Records contained in a dataset:
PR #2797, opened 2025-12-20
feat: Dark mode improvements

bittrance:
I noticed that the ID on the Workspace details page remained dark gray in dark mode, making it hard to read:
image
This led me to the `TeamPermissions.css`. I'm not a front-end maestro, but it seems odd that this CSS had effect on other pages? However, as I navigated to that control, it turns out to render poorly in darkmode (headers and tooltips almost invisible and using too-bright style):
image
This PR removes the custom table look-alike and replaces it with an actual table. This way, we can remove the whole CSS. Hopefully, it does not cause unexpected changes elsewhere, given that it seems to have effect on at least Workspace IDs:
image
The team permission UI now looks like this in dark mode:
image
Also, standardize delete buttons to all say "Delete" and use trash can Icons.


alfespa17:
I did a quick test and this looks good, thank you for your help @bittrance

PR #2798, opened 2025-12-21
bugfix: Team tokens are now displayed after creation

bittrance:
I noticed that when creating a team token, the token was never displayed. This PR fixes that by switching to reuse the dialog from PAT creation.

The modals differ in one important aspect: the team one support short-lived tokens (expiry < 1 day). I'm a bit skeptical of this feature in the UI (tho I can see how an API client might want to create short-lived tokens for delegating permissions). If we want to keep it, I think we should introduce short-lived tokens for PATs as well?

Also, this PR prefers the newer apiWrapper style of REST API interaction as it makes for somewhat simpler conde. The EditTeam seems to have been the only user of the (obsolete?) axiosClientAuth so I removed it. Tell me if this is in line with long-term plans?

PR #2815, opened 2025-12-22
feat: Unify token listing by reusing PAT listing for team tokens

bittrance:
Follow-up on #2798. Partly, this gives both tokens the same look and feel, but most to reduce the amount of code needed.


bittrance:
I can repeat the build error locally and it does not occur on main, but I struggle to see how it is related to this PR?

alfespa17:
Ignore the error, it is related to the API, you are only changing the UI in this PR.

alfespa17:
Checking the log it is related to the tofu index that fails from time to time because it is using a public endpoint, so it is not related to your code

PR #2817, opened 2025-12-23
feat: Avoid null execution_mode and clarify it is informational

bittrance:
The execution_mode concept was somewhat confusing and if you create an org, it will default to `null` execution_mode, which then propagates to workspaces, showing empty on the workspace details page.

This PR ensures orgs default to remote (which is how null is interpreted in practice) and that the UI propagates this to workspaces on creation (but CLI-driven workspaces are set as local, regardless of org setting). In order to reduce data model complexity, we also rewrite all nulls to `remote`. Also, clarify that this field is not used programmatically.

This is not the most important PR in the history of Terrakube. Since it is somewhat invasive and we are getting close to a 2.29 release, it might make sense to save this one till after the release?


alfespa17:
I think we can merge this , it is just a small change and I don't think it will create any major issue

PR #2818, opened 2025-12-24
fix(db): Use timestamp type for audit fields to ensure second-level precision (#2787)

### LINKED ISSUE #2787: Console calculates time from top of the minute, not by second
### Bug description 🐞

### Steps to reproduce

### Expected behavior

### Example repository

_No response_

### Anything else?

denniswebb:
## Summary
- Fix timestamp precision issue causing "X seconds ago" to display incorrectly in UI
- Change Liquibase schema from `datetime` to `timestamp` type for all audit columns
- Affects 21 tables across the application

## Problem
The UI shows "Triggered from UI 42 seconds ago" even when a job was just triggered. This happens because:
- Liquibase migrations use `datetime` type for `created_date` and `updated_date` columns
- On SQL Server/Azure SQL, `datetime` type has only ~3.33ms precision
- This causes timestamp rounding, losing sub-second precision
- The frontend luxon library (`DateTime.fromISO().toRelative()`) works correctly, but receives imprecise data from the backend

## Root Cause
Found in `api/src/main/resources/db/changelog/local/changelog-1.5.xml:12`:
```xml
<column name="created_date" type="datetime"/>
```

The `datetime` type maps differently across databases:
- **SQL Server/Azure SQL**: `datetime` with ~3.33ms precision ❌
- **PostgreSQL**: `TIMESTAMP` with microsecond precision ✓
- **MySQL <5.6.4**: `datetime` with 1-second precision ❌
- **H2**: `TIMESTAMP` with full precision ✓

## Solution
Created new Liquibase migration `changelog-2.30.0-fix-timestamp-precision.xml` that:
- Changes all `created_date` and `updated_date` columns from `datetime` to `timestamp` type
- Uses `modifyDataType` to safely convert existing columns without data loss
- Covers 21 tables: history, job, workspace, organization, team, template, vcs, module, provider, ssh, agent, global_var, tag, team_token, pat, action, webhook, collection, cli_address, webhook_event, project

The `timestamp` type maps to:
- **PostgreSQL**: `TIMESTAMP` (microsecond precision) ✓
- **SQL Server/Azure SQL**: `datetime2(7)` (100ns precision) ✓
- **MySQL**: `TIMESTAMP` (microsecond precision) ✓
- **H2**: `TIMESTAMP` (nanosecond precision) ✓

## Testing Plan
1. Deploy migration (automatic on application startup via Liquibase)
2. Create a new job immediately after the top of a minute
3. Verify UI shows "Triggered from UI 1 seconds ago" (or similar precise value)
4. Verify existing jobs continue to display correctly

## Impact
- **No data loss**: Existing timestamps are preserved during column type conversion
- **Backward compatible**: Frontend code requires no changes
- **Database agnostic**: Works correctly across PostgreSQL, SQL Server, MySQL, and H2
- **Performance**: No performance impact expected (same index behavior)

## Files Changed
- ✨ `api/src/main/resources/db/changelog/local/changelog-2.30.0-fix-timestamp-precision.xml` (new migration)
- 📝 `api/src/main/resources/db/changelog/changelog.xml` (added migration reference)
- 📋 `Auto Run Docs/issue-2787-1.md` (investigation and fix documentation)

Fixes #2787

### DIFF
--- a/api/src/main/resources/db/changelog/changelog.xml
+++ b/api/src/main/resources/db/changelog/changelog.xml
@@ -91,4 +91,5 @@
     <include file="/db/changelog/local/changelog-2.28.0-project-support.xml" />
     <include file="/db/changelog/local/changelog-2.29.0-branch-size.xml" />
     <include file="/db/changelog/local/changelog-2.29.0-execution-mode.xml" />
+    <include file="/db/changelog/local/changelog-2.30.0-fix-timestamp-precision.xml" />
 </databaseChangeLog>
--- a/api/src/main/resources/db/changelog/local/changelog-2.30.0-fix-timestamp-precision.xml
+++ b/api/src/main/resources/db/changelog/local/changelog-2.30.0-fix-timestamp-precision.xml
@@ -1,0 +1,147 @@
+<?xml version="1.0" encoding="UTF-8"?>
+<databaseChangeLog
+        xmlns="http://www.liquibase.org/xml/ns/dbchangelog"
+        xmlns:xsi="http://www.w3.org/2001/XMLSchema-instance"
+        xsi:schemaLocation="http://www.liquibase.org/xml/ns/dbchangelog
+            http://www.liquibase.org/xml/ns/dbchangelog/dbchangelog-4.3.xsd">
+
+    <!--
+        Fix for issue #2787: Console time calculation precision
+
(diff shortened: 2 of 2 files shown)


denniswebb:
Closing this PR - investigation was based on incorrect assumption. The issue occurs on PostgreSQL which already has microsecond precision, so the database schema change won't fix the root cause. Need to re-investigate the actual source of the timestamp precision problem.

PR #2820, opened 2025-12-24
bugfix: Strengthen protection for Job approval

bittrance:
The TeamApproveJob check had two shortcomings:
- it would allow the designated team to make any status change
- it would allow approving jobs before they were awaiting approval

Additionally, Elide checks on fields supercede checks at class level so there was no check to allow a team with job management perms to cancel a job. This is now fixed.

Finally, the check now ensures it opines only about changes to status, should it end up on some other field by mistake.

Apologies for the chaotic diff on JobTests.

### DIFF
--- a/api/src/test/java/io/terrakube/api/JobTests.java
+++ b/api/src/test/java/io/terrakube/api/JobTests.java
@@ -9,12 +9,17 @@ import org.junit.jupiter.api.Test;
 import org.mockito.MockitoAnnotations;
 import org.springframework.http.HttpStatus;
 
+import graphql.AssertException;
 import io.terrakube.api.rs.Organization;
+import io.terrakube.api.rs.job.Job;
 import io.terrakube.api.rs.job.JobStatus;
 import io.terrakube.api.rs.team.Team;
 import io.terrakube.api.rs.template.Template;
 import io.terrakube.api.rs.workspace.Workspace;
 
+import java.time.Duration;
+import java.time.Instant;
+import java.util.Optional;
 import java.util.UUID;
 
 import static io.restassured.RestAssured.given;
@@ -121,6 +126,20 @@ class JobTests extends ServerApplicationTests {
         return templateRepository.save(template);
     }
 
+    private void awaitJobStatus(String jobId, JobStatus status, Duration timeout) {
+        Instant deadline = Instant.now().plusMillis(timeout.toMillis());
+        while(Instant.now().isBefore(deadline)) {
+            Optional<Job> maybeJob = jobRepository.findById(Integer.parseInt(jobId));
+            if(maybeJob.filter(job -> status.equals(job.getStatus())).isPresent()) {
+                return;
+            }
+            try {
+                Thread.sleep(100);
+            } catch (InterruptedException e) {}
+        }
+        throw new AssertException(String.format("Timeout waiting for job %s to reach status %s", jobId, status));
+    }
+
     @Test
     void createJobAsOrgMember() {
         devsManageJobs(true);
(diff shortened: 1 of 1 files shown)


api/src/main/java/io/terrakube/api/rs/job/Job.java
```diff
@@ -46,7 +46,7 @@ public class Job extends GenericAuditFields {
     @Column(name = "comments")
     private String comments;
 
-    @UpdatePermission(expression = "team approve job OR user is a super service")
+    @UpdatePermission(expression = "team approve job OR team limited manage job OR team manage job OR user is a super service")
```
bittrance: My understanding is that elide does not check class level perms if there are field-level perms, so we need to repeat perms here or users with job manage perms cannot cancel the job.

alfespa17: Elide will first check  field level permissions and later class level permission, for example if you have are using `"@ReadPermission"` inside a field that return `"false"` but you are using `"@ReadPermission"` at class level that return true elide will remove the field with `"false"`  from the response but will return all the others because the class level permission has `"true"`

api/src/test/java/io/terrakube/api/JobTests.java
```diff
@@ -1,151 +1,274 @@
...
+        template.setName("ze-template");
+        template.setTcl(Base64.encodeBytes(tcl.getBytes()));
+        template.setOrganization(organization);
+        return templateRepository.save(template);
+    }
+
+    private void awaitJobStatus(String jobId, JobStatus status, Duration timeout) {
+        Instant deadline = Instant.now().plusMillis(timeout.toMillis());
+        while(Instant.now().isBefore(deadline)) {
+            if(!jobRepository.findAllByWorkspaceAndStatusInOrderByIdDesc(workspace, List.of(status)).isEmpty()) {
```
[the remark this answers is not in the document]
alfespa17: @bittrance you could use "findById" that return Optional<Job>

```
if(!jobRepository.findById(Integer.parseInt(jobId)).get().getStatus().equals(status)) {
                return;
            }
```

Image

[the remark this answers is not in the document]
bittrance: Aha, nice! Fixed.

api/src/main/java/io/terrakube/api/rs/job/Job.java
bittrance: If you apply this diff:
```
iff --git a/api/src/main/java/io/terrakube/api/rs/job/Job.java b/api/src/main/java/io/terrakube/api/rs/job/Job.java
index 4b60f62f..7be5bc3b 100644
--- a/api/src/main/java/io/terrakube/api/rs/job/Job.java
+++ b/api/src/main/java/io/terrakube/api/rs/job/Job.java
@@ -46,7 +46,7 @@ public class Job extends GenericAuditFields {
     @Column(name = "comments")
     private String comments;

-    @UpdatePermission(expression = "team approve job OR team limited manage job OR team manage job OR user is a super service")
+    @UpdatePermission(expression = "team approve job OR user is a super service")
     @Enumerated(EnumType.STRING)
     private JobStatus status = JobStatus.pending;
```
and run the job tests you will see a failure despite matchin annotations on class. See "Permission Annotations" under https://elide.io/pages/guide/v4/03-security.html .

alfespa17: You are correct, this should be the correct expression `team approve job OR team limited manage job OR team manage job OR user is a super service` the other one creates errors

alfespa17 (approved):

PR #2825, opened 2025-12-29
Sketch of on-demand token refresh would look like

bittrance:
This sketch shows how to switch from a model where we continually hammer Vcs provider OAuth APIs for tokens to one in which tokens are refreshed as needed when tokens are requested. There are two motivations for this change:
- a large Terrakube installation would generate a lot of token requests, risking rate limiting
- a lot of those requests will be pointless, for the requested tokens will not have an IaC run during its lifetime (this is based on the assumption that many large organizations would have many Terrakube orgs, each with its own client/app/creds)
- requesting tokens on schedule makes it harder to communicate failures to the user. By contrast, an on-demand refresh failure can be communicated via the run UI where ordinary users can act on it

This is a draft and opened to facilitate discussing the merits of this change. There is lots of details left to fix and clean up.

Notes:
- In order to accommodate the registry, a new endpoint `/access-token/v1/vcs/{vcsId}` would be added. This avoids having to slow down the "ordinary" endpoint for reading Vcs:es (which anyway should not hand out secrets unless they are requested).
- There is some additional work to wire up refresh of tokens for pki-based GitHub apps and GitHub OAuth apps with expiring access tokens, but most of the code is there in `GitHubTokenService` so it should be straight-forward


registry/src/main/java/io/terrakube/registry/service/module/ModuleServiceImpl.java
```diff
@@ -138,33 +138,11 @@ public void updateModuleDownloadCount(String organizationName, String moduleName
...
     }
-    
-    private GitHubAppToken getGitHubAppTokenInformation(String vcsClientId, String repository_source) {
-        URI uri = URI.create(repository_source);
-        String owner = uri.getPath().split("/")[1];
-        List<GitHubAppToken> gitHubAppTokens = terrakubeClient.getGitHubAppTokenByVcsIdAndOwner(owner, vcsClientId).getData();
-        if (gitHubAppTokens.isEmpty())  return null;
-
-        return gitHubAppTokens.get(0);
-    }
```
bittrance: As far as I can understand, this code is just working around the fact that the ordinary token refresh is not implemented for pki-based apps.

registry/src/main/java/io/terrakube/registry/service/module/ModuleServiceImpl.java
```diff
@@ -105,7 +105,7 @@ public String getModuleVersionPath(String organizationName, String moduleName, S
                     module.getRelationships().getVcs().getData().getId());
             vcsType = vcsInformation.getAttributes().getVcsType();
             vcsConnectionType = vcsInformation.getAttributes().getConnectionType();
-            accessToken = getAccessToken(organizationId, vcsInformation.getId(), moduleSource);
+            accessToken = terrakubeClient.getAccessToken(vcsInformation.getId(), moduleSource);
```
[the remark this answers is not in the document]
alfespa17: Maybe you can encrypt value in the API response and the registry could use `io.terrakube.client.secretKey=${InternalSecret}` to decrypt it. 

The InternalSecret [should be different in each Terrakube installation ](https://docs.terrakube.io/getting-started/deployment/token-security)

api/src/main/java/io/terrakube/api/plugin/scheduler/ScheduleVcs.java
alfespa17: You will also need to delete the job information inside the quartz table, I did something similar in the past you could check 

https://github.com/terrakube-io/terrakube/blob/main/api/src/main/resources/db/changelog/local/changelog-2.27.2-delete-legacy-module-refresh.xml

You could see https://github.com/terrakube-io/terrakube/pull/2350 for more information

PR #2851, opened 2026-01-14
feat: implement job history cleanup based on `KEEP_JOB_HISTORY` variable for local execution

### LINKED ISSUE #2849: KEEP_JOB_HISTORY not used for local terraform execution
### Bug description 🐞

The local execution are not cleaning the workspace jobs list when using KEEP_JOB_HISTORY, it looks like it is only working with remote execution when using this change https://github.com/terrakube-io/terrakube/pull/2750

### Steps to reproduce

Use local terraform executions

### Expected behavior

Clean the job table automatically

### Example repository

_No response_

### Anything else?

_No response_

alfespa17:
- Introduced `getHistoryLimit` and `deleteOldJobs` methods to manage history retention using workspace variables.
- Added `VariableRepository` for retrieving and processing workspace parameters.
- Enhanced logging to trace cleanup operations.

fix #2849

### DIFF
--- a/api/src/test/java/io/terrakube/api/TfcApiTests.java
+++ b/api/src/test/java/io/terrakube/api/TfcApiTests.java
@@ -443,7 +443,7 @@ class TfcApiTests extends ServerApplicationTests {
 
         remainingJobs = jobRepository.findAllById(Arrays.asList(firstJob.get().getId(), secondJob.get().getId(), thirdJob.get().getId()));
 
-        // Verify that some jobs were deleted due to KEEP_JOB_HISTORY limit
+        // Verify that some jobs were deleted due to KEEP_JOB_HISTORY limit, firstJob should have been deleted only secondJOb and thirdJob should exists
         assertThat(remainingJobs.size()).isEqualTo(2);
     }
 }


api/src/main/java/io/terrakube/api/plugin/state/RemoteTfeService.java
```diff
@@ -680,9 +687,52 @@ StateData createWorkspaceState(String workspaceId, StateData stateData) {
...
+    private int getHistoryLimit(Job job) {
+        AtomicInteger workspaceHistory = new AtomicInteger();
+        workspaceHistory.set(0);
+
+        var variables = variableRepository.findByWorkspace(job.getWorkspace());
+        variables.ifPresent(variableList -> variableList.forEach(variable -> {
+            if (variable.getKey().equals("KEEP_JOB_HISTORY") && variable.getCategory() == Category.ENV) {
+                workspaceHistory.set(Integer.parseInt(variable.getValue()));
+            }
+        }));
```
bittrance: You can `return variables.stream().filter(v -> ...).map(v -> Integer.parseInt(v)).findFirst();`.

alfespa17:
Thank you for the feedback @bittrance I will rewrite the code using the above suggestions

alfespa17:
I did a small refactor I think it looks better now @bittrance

**EXERCISE AIM:** In the entries above, find the line holding "- Enhanced logging" and the line holding "-443,7 +443,7 @@"; print both of them and every line between, exactly, and nothing else.

**SOLVED PROBLEM:**
- Enhanced logging to trace cleanup operations.

fix #2849

### DIFF
--- a/api/src/test/java/io/terrakube/api/TfcApiTests.java
+++ b/api/src/test/java/io/terrakube/api/TfcApiTests.java
@@ -443,7 +443,7 @@ class TfcApiTests extends ServerApplicationTests {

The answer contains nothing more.